◆ Exercise description
Print word for word the first line of the records below and every following line through the one containing "code in Main UI"; print nothing else.

[Dataset entries]
_ _ _ _

Issue #3916, opened 2026-02-22
Add support in MainUI for currently unsupported `context` values.


andrewfg:
Please create a new issue where the required changes in Main UI (e.g. missing support for some context) are listed according to your table. 

 _Originally posted by @florian-h05 in [#3909](https://github.com/openhab/openhab-webui/issues/3909#issuecomment-3941468112)_

---

Main UI currently does not support the `context` values listed below. This Issue is to keep track of them and to propose priorities for implementing them.

#### Priority 1:
- [ ] `url` - in the schema but not supported in Main UI
- [ ] `network-address` - in the schema and there is existing commented out code in Main UI
- [ ] `mac-address` - NOT  in the schema but as part of the fix for `network-address` ipv4 and ipv6 address patterns, we could easily add a pattern for mac address too

#### Priority 2: 
- [ ] `service`
- [ ] `tag`
- [ ] `week`
- [ ] `group`
- [ ] `password-create`
- [ ] `channelType` - probably we should change this to `channel-type` before implementing

PR #3918, opened 2026-02-23
Config sheet: Add support for missing context values

andrewfg:
Refs #3916.

This PR does the following:

- fixes support for `network-address` context
- adds support for `url` context
- adds support for `mac-address` context
- adds support for `week` context

### DIFF
--- a/bundles/org.openhab.ui/web/src/components/config/controls/validation-pattern.ts
+++ b/bundles/org.openhab.ui/web/src/components/config/controls/validation-pattern.ts
@@ -1,13 +1,15 @@
 const hex2 = `[0-9A-Fa-f]{2}`
 const hex4 = `[0-9A-Fa-f]{4}`
+const hex12 = `[0-9A-Fa-f]{12}`
 /**
  * MAC address handler.
  * Supports:
  * - `AA:BB:CC:DD:EE:FF`
  * - `AA-BB-CC-DD-EE-FF`
  * - `AABB.CCDD.EEFF`
+ * - `AABBCCDDEEFF`
  */
-export const MacAddress: string = `(?:(?:${hex2}[:\\-]){5}${hex2}|(?:${hex4}\\.){2}${hex4})`
+export const MacAddress: string = `(?:(?:${hex2}[:\\-]){5}${hex2}|(?:${hex4}\\.){2}${hex4}|${hex12})`
 export const MacAddressCompiled: RegExp = new RegExp(`^${MacAddress}$`)
 
 // const ipv4Addr = `(?:(?:25[0-5]|2[0-4][0-9]|1[0-9]{2}|[1-9]?[0-9])\\.){3}(?:25[0-5]|2[0-4][0-9]|1[0-9]{2}|[1-9]?[0-9])`


florian-h05:
I think this also addresses #3457 by supporting all context types supported by core. EDIT: it doesn’t, but your issue #3916 better summarises what’s missing.

jsjames:
HTML 5 has a URL input type already which will support validation. To support URL, a better/simpler option would be just to return 'url' from the computed property controlType.

```
    controlType () {
      if (this.configDescription.context === 'password' && !this.showPassword) return 'password'
      if (this.configDescription.context === 'email') return 'email'
      if (this.configDescription.context === 'telephone') return 'tel'
      if (this.configDescription.context === 'color') return 'color'

```

jsjames:
> HTML 5 has a URL input type already which will support validation. To support URL, a better/simpler option would be just to return 'url' from the computed property controlType.
> 
> ```
>     controlType () {
>       if (this.configDescription.context === 'password' && !this.showPassword) return 'password'
>       if (this.configDescription.context === 'email') return 'email'
>       if (this.configDescription.context === 'telephone') return 'tel'
>       if (this.configDescription.context === 'color') return 'color'
> ```

There is also a 'week' type which could be added and most browsers will show a nice calendar view for input. However, I don't know if the 'value' is compatible to what openhab expects.

```
Value Format: The value submitted to the server is a string in the format "YYYY-WW" (e.g., "2025-W25" for the 25th week of 2025)
```

andrewfg:
> HTML 5 has a URL input type already which will support validation

Hmm. It seems the validation is delegated to code within the browser. And it seems that Chrome on Windows (at least) has extremely loose validation insofar as it accept `foo:\//bar¬"£$:::@` as perfectly valid. So @jsjames my question here is whether we want to force a stricter validation via our own `url` pattern, or are we happy to have it browser dependent?

> There is also a 'week' type which could be added and most browsers will show a nice calendar view for input. 
> I don't know if the 'value' is compatible to what openhab expects.

It is a moot question since AFAICT there is nothing in OH-Core or OH-Addons that currently uses it. => So I will just enable it anyway so that it can be later sorted out whenever actually used.

---

EDIT apropos 'week' -- OH has its own input forms for all chronological fields except week => so perhaps we should ask if it would be better to forgo the OH versions and delegate to the browser versions. => WDYT?

```
      } else if (configDescription.type === 'TEXT' && configDescription.context === 'month') {
        return ParameterMonth
      } else if (configDescription.type === 'TEXT' && configDescription.context === 'dayOfWeek') {
        return ParameterDayOfWeek
      } else if (configDescription.type === 'TEXT' && configDescription.context === 'time') {
        return ParameterTime
      } else if (configDescription.type === 'TEXT' && configDescription.context === 'date') {
        return ParameterDate
      } else if (configDescription.type === 'TEXT' && configDescription.context === 'datetime') {
        return ParameterDatetime
```

andrewfg:
@jsjames / @florian-h05 I just committed a version that validates the following properly now..

- network-address
- mac-address
- url
- week

The first three use F7 custom validation patterns. Whereas the last one defers to the browser. As you can see the latter looks very nice. (So there is still an open question if we should harmonise all chrono- related contexts to use the browser validator or the in built OH WebUI standard controls. => I am easy so please tell me if you have preferences.

andrewfg:
I have a doubt concerning network-address; currently the regex validator allows ipv4 or ipv6 or host names (e.g. localhost); but it fails if one would add a :port suffix. I think that is correct from a semantic point of view. And that bindings that require a port id would do it via a separate numeric config param. However as network-address had previously not had any validation before, it is imaginable that some bindings may have been misusing network-address for an address plus port combination. I will do a hand check of addons that use network-address to see if there may be any that misuse it with a port id. But I wonder if we should not allow port ids in network-address just in case. => WDYT?

---

EDIT:

> I will do a hand check of addons that use network-address to see if there may be any that misuse it with a port id.

- there are 6 bindings that use the `network-address` context specifically to configure a URL parameter
- there are 128 bindings that use the `network-address` context to configure an address AND also do not have a 'port' configuration parameter (thus implying that the address may possibly contain a :port_id ..)

=> So my conclusion is that we should set the validation regex for the `network-address` context to allow a) simple addresses, b) addresses with ports, and c) urls. => Can you confirm? (Effectively this makes `network-address` and `url` synonyms of the same validation pattern)

jsjames:
> So @jsjames my question here is whether we want to force a stricter validation via our own url pattern, or are we happy to have it browser dependent?

Can we do both? Include a controlType of 'url' for urls AND do the more extensive validation? I don't know if the various web browsers offer any input advantage if the controlType is set to url which could be a benefit.

Regarding the network-address, I agree it would be good to keep more general. If the field were just "IP address", i would recommend removing the port, but network address implies something different.

andrewfg:
> Can we do both? Include a controlType of 'url' for urls AND do the more extensive validation?

Yes. That is what I have done.

> Regarding the network-address, I agree it would be good to keep more general.

Ok. I have made it so that `network-address` does the same validation as `url`.

> If the field were just "IP address", i would recommend removing the port

Indeed, so in the latest commits today I added a new `ip-address` that validates only the pure numeric address without and prefixes or suffixes..

---

EDIT: so we have:
1. `url` which validates any URL including http(s), host name, ipv4, ipv6, port, path, query
2. `network-address` identical to `url` (so we should mark this is deprecated for future use)
3. `ip-address` pure numeric ip address only.

Nadahar:
> If the field were just "IP address", i would recommend removing the port, but network address implies something different.

Technically there's a difference between an address and a port. The only reason that "we associate them" is that URLs allow specifying the port as well, the port is completely unrelated to the address.

> 2\. `network-address` identical to `url` (so we should mark this is deprecated for future use)

Maybe it would be worth investigating the existing use. Are you certain that port is used with this context today? "Network-address" as either an IP or a hostname is a very relevant field to have because that is what you generally can feed directly to the socket/connection you're trying to open. Port isn't a part of this, but restricting it to only IP address would be quite annoying for those that have name resolution on their LAN.

A URL is a completely different beast that can, in addition to address, include protocol, port, username, password, a path, parameters and fragments (and probably more that I don't remember). If all you want is the address, it's very inconvenient to start out with a URL, having to parse that and discard (or create errors for) all the unsupported information. The problem, when it comes to validation, is that an address is hard to restrict, because there are many different name resolution regimes that allow different characters. DNS isn't the only name resolution system. So, I'd say that a "network address" field would have to be pretty much allowed to be anything. Which might make having a context for it kind of pointless? How is it different from just a string..?

andrewfg:
We have had some interesting discussions in this thread (including the wrong assumption that I need lessons of what is a url). However these discussion **_have lost track of what this PR is really about_**.

So to refresh your memories, this PR is about adding functionality to MainUI concerning TWO THINGS ONLY:

1. Shall the OH-WebUI MainUI Thing configuration pages handle existing known context values better? And if so how?
2. Shall the OH-WebUI MainUI Thing configuration pages handle any new context values?  And if so how?

Let us discuss THESE TWO THINGS ONLY PLEASE!!

The details of this PR are as in the table below, which shows the current functionality of MainUI for each context, and the proposed future functionality.

Notes:
- There are 417 bindings that request a context from MainUI.
- Of those 417 there are 248 that request the `network-address` context. So they presumably do expect some kind of validation, where none is actually provided by MainUI.
- Of those 248 about 142 are probably looking for validation of a dotted ipv4 address, and the rest are probably asking for more.
- This PR is ONLY about the functionality provided in MainUI. It has nothing to do with whether we apply a stricter schema validation on the Thing's configuration-description xml. _**This PR can be merged whether the schema PR in OH-Core gets merged or not.**_

The @openhab/core-maintainers need only to decide and tell me which functionality you want to have in column 4 of this table.

| Context Value   | Current Use   | Main UI Existing Functionality    | Main UI Proposed Functionality             |
|-----------------|---------------|-----------------------------------|--------------------------------------------|
| network-address | 248 bindings  | known but not handled -- see 0.   | validate inputs as a url -- see 1.         |
| url             | 0             | unknown and not handled -- see 0. | validate inputs as a url -- see 1.         |
| mac-address     | 0             | unknown and not handled -- see 0. | validate inputs as a mac address -- see 4. |

---

0. Input not handled: MainUI treats this as a plain text input field
    - allows all characters, white space, special characters, foreign characters, accented characters, and symbols etc.

1. Valid url inputs are is as defined in RFC 1738 and RFC 3986 comprising
    - optional prefix 'http(s)://' protocol of both upper and lower case 
    - required host name -- see 2)
    - optional suffix for port id like ':n' where n is an integer between 0 and 65535
    - optional suffix(es) for path+query like '/path?query=value' comprising alphanumerics of both cases plus a set of additional allowed special characters

2. Valid host name fields are as defined in the respective RFCs above comprising
    - either alphanumeric string of both cases plus dot or dash e.g. www.disney-WORLD-456.co.uk 
    - or a dot delimited numeric octal ipv4 address per RFC 1166 e.g. 192.168.1.1 
    - or a colon delimited hex ipv6 address per RFC 4291 / 5952 e.g. [2001:db8::ff00:42:8329] enclosed in square brackets

3. Valid mac address inputs comprise
    - either colon delimited hex pairs in canonical form e.g. 11:22:33:DD:EE:FF or lowercase
    - or dash delimited hex pairs in canonical form e.g. 11-22-33-DD-EE-FF or lowercase
    - or dot delimited hex triplets in canonical form e.g. 1122.33DD.EEFF or lowercase ("Cisco style")

bundles/org.openhab.ui/web/src/components/config/controls/parameter-text.vue
```diff
@@ -76,16 +79,54 @@ export default {
       if (this.configDescription.context === 'email') return 'email'
       if (this.configDescription.context === 'telephone') return 'tel'
       if (this.configDescription.context === 'color') return 'color'
+      if (this.configDescription.context === 'week') return 'week'
```
florian-h05: `week` context here returns values such as: `2026-W06`
According to the ConfigDescriptionParameter Javadoc it should be a INTEGER:

```
     * <li><b>week</b>: A week of year [0-52]</li>
```

andrewfg: Ok. We are lucky in that week is not currently used by any addons. So we have the choice a) to change to doc to match the code, or b) change the code to match the doc. => Do you have a preference?

Nadahar:
> (including the wrong assumption that I need lessons of what is a url)

I'm sorry if that offended you, but I don't know how else to address the fact that you seem to think that network address should be validated like a URL.

> * Of those 417 there are 248 that request the `network-address` context. So they presumably do expect some kind of validation, where none is actually provided by MainUI.

I think that's part of the problem here. Authors use a "fitting context" if they find one, not because they expect validation, but because they think "it's the right thing" to do. I've been in that situation myself, looking through the contexts, wondering if anything fits. The idea is, that if you assign the right context, it might get some kind of validation, it might be displayed differently, or it might be "tagged"/included in some search. If you have a field that fits one of the contexts, it is reasonable to use that without knowing all the details of potential consequences.

What level of knowledge about name resolution and how that all works should we expect from binding authors? My experience is that network knowledge isn't that great overall, among people. And that's fine, if you only use IP addresses, you don't need to know anything about name resolution. But does that mean that we should prevent it working for those that do use it? Especially, when it's all provided "for free" for us, because the OS does all the work?

> * Of those 248 about 142 are probably looking for validation of a dotted ipv4 address, and the rest are probably asking for more.

How can you conclude that? As I've told you, if you have name resolution configured, it will work *in place* of an IP address. You can just ask Java to connect to "foo", the OS will query name resolution for "foo" and if it has an entry, it will replace it with the IP address registered. If it has no such entry, it will return an error aka "unknown host". So, how would a binding author "know" that he/she wanted a dotted IPv4 address?

> * This PR is ONLY about the functionality provided in MainUI. It has nothing to do with whether we apply a stricter schema validation on the Thing's configuration-description xml. _**This PR can be merged whether the schema PR in OH-Core gets merged or not.**_

Yes, but I don't think it would be good if MainUI refuses to accept perfectly valid values so that people that use name resolution will have to either use file-based Thing configurations, or set the configuration using the API directly. I think it would be a very bad thing to needlessly restrict valid values.

> The @openhab/core-maintainers need only to decide and tell me which functionality you want to have in column 4 of this table.

Since I'm not a maintainer, I guess I'm forbidden to answer this, but I'll do it anyway. I think `url` and `mac-address` are fine, I think `network-address` is wrong (it doesn't even allow the very common case of network names containing spaces), and I'm very skeptical about introducing `ip-address`. The reason I'm skeptical is that I think it has very few legitimate use cases (it can only be when you know for a fact that name resolution can't exist), and I think that, for the same reason as explained above, many binding authors might pick that "because it fits what they're seeking". They think that they want an IP address, knows nothing about name resolution and the fact that a name will work just as well, and then needlessly "disables" name resolution by picking this context.

> allows all characters, white space, special characters, foreign characters, accented characters, and symbols etc.

The current behavior is correct for `network-address`. There are no standards or rules that cover "name resolution". Each name resolution type has its own rules, but there are none that apply to all.

andrewfg:
@Nadahar look I am getting tired of this. Instead of you being continuously negative, please give me your positive suggestion of exactly what validation you are actually proposing.

Nadahar:
> look I am getting tired of this. Instead of you being continuously negative, please give me your positive suggestion of exactly what validation you are actually proposing.

I'm not "being negative". I'm saying that I don't think it's possible to do validation for `network-address` because it can be literally anything and still be a valid value.

Far back I asked if there's any point to having a `network-address` context at all, given that you can't really validate it, you can't create a "lookup" for it, so I don't quite see what "added functionality" can exist for that field.

Regarding `ip-address` I have no problem if people would know when to use it (almost never), but I'm pretty sure that's not what will happen if it's added.

florian-h05:
> I think network-address is wrong (it doesn't even allow the very common case of network names containing spaces), and I'm very skeptical about introducing ip-address. The reason I'm skeptical is that I think it has very few legitimate use cases

Which „network name“ contains spaces? IP addressed don’t do and hostnames and domains also can’t include spaces.
Wrt to IP address: I see limited use cases for this, but there definitely are, e.g. configuring multicast addresses. I’m fine with adding that, and if the docs make clear when to use what and still someone chooses incorrectly, then the choice has to be corrected, but not the options.

bundles/org.openhab.ui/web/src/components/config/controls/parameter-text.vue
florian-h05: I would understand week as a calendar week independent from the year, but with values 1 to 53. Calendars don’t count like computer science ;-)

andrewfg:
> I don't think it's possible to do validation for network-address because it can be literally anything and still be a valid value.

If that were the case (which I personally do not believe) then you are essentially saying that the network-address context has literally zero semantic meaning. And if that were indeed the case then the only logical consequence would be to completely excise that context from all of the 248 bindings that currently (wish to) use it. There is no value in perpetuating a delusion; better to clarify it immediately!

(HOWEVER I think that most of the 248 developers, including myself, and probably most of the OH maintainers, would disagree with the above hypothesis; and would instead ask to get some actual value from the context rather than delete it..)

Nadahar:
> Which „network name“ contains spaces? IP addressed don’t do and hostnames and domains also can’t include spaces.

Hostnames can. If you for example, like me, use WINS, which "builds on" the NETBIOS naming, spaces are perfectly valid. The same is true for some Apple protocol as far as I know, and there are name services using LDAP that I think can contain pretty much anything. I don't know all of the name services, but the idea that a hostname "can't contain space" is wrong.

The problem is that DNS has become so "common" that many people only know DNS. DNS does not allow spaces, or most non-English alphabet letters. mDNS uses DNS' definition, so in theory follows the same rules, but in reality it does not, since Apple's Bonjour, "the origins" of mDNS, does allow space - so any mDNS implementation that actually want to work with real-world devices should handle spaces, despite that the standard formally doesn't allow it.

You also have things like [IDN](https://en.wikipedia.org/wiki/Internationalized_domain_name) that basically allows the use of all Unicode characters, not only the English alphabet.

Nadahar:
> If that were the case (which I personally do not believe) then you are essentially saying that the network-address context has literally zero semantic meaning. And if that were indeed the case then the only logical consequence would be to completely excise that context from all of the 248 bindings that currently (wish to) use it. There is no value in perpetuating a delusion; better to clarify it immediately!
> 
> (HOWEVER I think that most of the 248 developers, including myself, and probably most of the OH maintainers, would disagree with the above hypothesis; and would instead ask to get some actual value from the context rather than delete it..)

Yes, I'm saying that it has literally zero semantic meaning. The fact that it has been here all these years, and done exactly nothing, supports this. The reason it "works" now, is that its use has no consequence.

Nadahar:
In a way, I find the whole discussion a bit bizarre. You can't just type anything into a network-address field, you must type something that actually resolves to a device on your network. Most of the "errors" people are likely to make, will pass syntactic validation and still fail (because they use an unresolvable name or non-existing IP). There will have to be "feedback" in the form of an error message of some kind when you enter anything invalid anyway, I just don't get what syntactic validation, that will only end up preventing potentially valid values, adds to the picture.

andrewfg:
Here are the requirements for a valid WINS/NetBIOS name:
Length: Maximum of 15 characters for the computer name.
Total Name: The NetBIOS name is technically 16 characters, but the 16th character is a hidden suffix (00-FF hex) indicating the resource type, reserved by the system.
Allowed Characters: Letters (A-Z), numbers (0-9), and hyphens (-).
First Character: Must be alphanumeric.
Disallowed Characters: Spaces, periods (.), backslashes (), slashes (/), colons (:), asterisks (*), question marks (?), quotation marks ("), less than (<), greater than (>), vertical bars (|), commas (,), tildes (~), exclamation points (!), at signs (@), number signs (#), dollar signs ($), percent signs (%), carets (^), ampersands (&), and apostrophes (').
Special Considerations:
Underscores (_): While sometimes tolerated, they are technically invalid in NetBIOS names, and using them can cause issues with DNS interoperability.
NetBIOS Scope ID: If a scope ID is configured, it is appended to the name, but this is rarely used in modern networking.
Numeric Only: A name consisting only of numbers is generally invalid due to potential conflicts with IP address parsing.

andrewfg:
I think it is possible to modify the F7 logic so that instead of simply rejecting the inputs, we could indicate that the input fails validation and also present a "use anyway" button. @florian-h05 => WDYT?

---

image

I have not quite got the formatting correct. => Perhaps @florian-h05 you can help me with this?

florian-h05:
> I think it is possible to modify the F7 logic so that instead of simply rejecting the inputs, we could indicate that the input fails validation and also present a "use anyway" button.

Sounds like a good compromise, I'll have a look and help you with the formatting in case it's needed.
There should be a `error-message` slot, but it doesn't work.

bundles/org.openhab.ui/web/src/components/config/controls/parameter-text.vue
```diff
@@ -102,6 +106,11 @@ export default {
     pattern () {
       const ctx = this.configDescription.context;
 
+      if (ctx === 'week') {
+        // week number 1-52
+        return `(?:0?[1-9]|[1-4][0-9]|5[0-2])`
```
florian-h05: I think week is a INTEGER/NUMBER type then?
Which would mean the config-parameter would have to map it to parameter-number with proper step and min/max configuration.

florian-h05:
BTW, in case someone needs a way to test this, here is a widget:

```yaml
uid: widget_3a0d5fc54a
tags: []
props:
  parameters:
    - context: mac-address
      label: MAC Address
      name: mac
      required: true
      type: TEXT
    - context: url
      label: URL
      name: url
      required: true
      type: TEXT
    - context: network-address
      label: Network Address
      name: net
      required: true
      type: TEXT
    - context: email
      label: Mail
      name: mail
      required: true
      type: TEXT
    - context: ip-address
      label: IP
      name: ip
      required: true
      type: TEXT
    - context: week
      label: Week
      name: week
      required: true
      type: TEXT
  parameterGroups: []
timestamp: Feb 27, 2026, 12:19:35 PM
component: f7-card
config: {}
```

bundles/org.openhab.ui/web/src/components/config/controls/parameter-text.vue
andrewfg: Ok. I will move it.

Nadahar:
> Here are the requirements for a valid WINS/NetBIOS name:

Regardless of what you find of definitions, names with spaces works. They tried to "restrict this" as they moved to AD where name resolution is based on DNS - aka "DNS interoperability". But, this is beside the point. WINS/NetBIOS is just one name resolution service. When you combine what "all of them" can allow, you end up with "everything allowed".

I simply cannot understand what you hope to achieve with this "validation", it's not the syntax that decides if a network address is "valid", but whether or not it exists on the (local) network. "Soft validation" still serves no purpose, it's just a workaround to allow using valid names - but how does having a "warning" for a valid name help the user?

Nadahar:
As far as I can tell, if the network address doesn't "conform" to DNS rules, users will be met with "Value does not match expected network address format.". I really think an explanation is needed for what is "the expected format" and why. Otherwise, the user gets the impression that he/she does something wrong, even though they use a perfectly valid value.

andrewfg:
florian-h05 there were a few issues updating the custom error message when focus shifted, and modal dialogs showed, however I have cleaned it up, and it all seems to be working now; and the regex for validating the url is now independent from the one for network-address.  => IMHO it is all ready to go!

---

PS @florian-h05 you have this marked as "Awaiting Other PR" but in reality it can be merged without dependencies. We do have a discussion about applying a schema, but whether it is applied or whether the contexts are simply documented, it still makes full sense to implement this PR.

---

image

bundles/org.openhab.ui/web/src/components/config/controls/parameter-text.vue
andrewfg: fixed.

andrewfg:
Just for the avoidance of doubt, I have removed support for the contested ip-address context.

andrewfg:
@florian-h05 the respective PRs in OH-Core, OH-Website, and OH-Doc are now merged.

florian-h05:
Your changes since my last reviewed seem to have introduced a bug, I am getting this error when opening the config dialog of my widget above:

```
widget-edit.vue:11 [Vue warn]: Unhandled error during execution of mounted hook 
  at <ParameterText read-only=false config-description= 
{context: 'mac-address', label: 'MAC Address', name: 'mac', required: true, type: 'TEXT'}
 value=undefined  ... > 
  at <F7ListGroup key=0 > 
  at <F7List ref="parameter" class="config-parameter" no-hairlines-md=true  ... > 
  at <ConfigParameter key="mac" config-description= 
{context: 'mac-address', label: 'MAC Address', name: 'mac', required: true, type: 'TEXT'}
 value=undefined  ... > 
  at <AsyncComponentWrapper key="mac" config-description= 
{context: 'mac-address', label: 'MAC Address', name: 'mac', required: true, type: 'TEXT'}
 value=undefined  ... > 
  at <F7Col > 
  at <F7Row key=0 > 
  at <F7Block width="100" class="parameter-group no-margin no-padding" > 
  at <F7Col > 
  at <F7Block key=0 class="config-sheet no-margin" ref="sheet" > 
  at <ConfigSheet parameterGroups= 
[]
 parameters= 
(6) [{…}, {…}, {…}, {…}, {…}, {…}]
 configuration= 
{}
 > 
  at <F7Col > 
  at <F7Block key=0 class="no-padding" > 
  at <F7PageContent ptr=false ptrDistance=undefined ptrPreloader=true  ... > 
  at <F7Page key=0 > 
  at <F7Popup ref="widgetProps" close-on-escape="" class="widgetprops-popup"  ... > 
  at <F7PageContent ptr=false ptrDistance=undefined ptrPreloader=true  ... > 
  at <F7Page onPage:afterin=fn<bound onPageAfterIn> onPage:beforeout=fn<bound onPageBeforeOut> > 
  at <WidgetEdit key="1772708827574_1" uid="widget_3a0d5fc54a" f7router= 
Router {eventsParents: Array(1), eventsListeners: {…}, params: {…}, isAppRouter: false, app: _Framework7, …}
  ... > 
  at <F7View url="/" main=true class="safe-areas"  ... > 
  at <App>

parameter-text.vue:172 Uncaught (in promise) TypeError: Cannot read properties of undefined (reading 'on')
    at Proxy.mounted (parameter-text.vue:172:13)
    at async Proxy.validateSoft (parameter-text.vue:203:9)
```

bundles/org.openhab.ui/web/src/components/config/config-parameter.vue
```diff
@@ -116,7 +125,7 @@ export default {
         return ParameterRule
       } else if (configDescription.type === 'TEXT' && configDescription.context === 'channel') {
         return ParameterTriggerChannel
-      } else if (configDescription.type === 'TEXT' && configDescription.context === 'persistenceService') {
+      } else if (configDescription.type === 'TEXT' && configDescription.context && configDescription.context.indexOf('persistence') == 0) {
```
florian-h05:
```suggestion
      } else if (configDescription.type === 'TEXT' && configDescription.context && configDescription.context.indexOf('persistence') === 0) {
```

andrewfg:
> changes since my last reviewed seem to have introduced a bug

OK. I will look into that. Personally I was testing with the Main UI thing properties screen rather than using your widget.

Nadahar:
Nobody has ever explained what the "soft validation" of the `network-address` achieves. In which situation does it *help* users? I know that it will be an annoyance for some, I just can't understand who it will make life better for.

Nadahar:
I just got an idea: If the point here is to find *some meaning* with using the `network-address` context, instead of the "soft validation" it could add a small (i) icon to the field, that if clicked could open a pop-up explaining that "this field must either contain an IP address or a resolvable name that allows OH to reach the device" or similar. That would make this context "do something", without causing annoyance.

andrewfg:
> changes since my last reviewed seem to have introduced a bug

@florian-h05 I just committed a couple of edits that I think resolve your issue. To be honest I did see some other error message in the Chrome browser console but I think it is related to a quite different control element, so I could not debug it.

Please note that we have changed week from text to integer, and removed ip-address, so you need to modify your widget accordingly.

```yaml
uid: widget_3a0d5fc54a
tags: []
props:
  parameters:
    - context: mac-address
      label: MAC Address
      name: mac
      required: true
      type: TEXT
    - context: url
      label: URL
      name: url
      required: true
      type: TEXT
    - context: network-address
      label: Network Address
      name: net
      required: true
      type: TEXT
    - context: email
      label: Mail
      name: mail
      required: true
      type: TEXT
    - context: week
      label: Week
      name: week
      required: true
      type: INTEGER
  parameterGroups: []
timestamp: Feb 27, 2026, 12:19:35 PM
component: f7-card
config: {}
```

Also @florian-h05 I think I discovered a general bug in the widget code, which I think goes beyond the scope of this PR. Namely that even if the inputs have validation errors (e.g. you entered week == 123) the `Save` button does still persist the values. The case is different in the Main UI Thing properties page where the `Save` button does actually check the validity of inputs.

andrewfg:
>  add a small (i) icon to the field

The underlying native field only allows a text, so the overridden field has to be text only too. So it cannot have an actual icon. But instead I used a text with an icon like character in it `⚠ This is not a standard URL, IP address, or host name.` with an `onclick` handler that shows a popover.

bundles/org.openhab.ui/web/src/components/config/controls/validation-pattern.ts
```diff
@@ -0,0 +1,36 @@
+const hex2 = `[0-9A-Fa-f]{2}`
+const hex4 = `[0-9A-Fa-f]{4}`
+/**
+ * MAC address handler.
+ * Supports:
+ * - `AA:BB:CC:DD:EE:FF`
+ * - `AA-BB-CC-DD-EE-FF`
+ * - `AABB.CCDD.EEFF`
+ */
+export const MacAddress: string = `(?:(?:${hex2}[:\\-]){5}${hex2}|(?:${hex4}\\.){2}${hex4})`
```
lsiepel: Specific reason not to support undelimited mac adress?
AABBCCDDEEFF

andrewfg: No reason. I will add it. And then we can let the PR in addons refer to this context.

andrewfg:
> LGTM now, thanks!

Many thanks @florian-h05 and apologies that it took so long..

_ _ _ _

◆ Written solution
Issue #3916, opened 2026-02-22
Add support in MainUI for currently unsupported `context` values.


andrewfg:
Please create a new issue where the required changes in Main UI (e.g. missing support for some context) are listed according to your table. 

 _Originally posted by @florian-h05 in [#3909](https://github.com/openhab/openhab-webui/issues/3909#issuecomment-3941468112)_

---

Main UI currently does not support the `context` values listed below. This Issue is to keep track of them and to propose priorities for implementing them.

#### Priority 1:
- [ ] `url` - in the schema but not supported in Main UI
- [ ] `network-address` - in the schema and there is existing commented out code in Main UI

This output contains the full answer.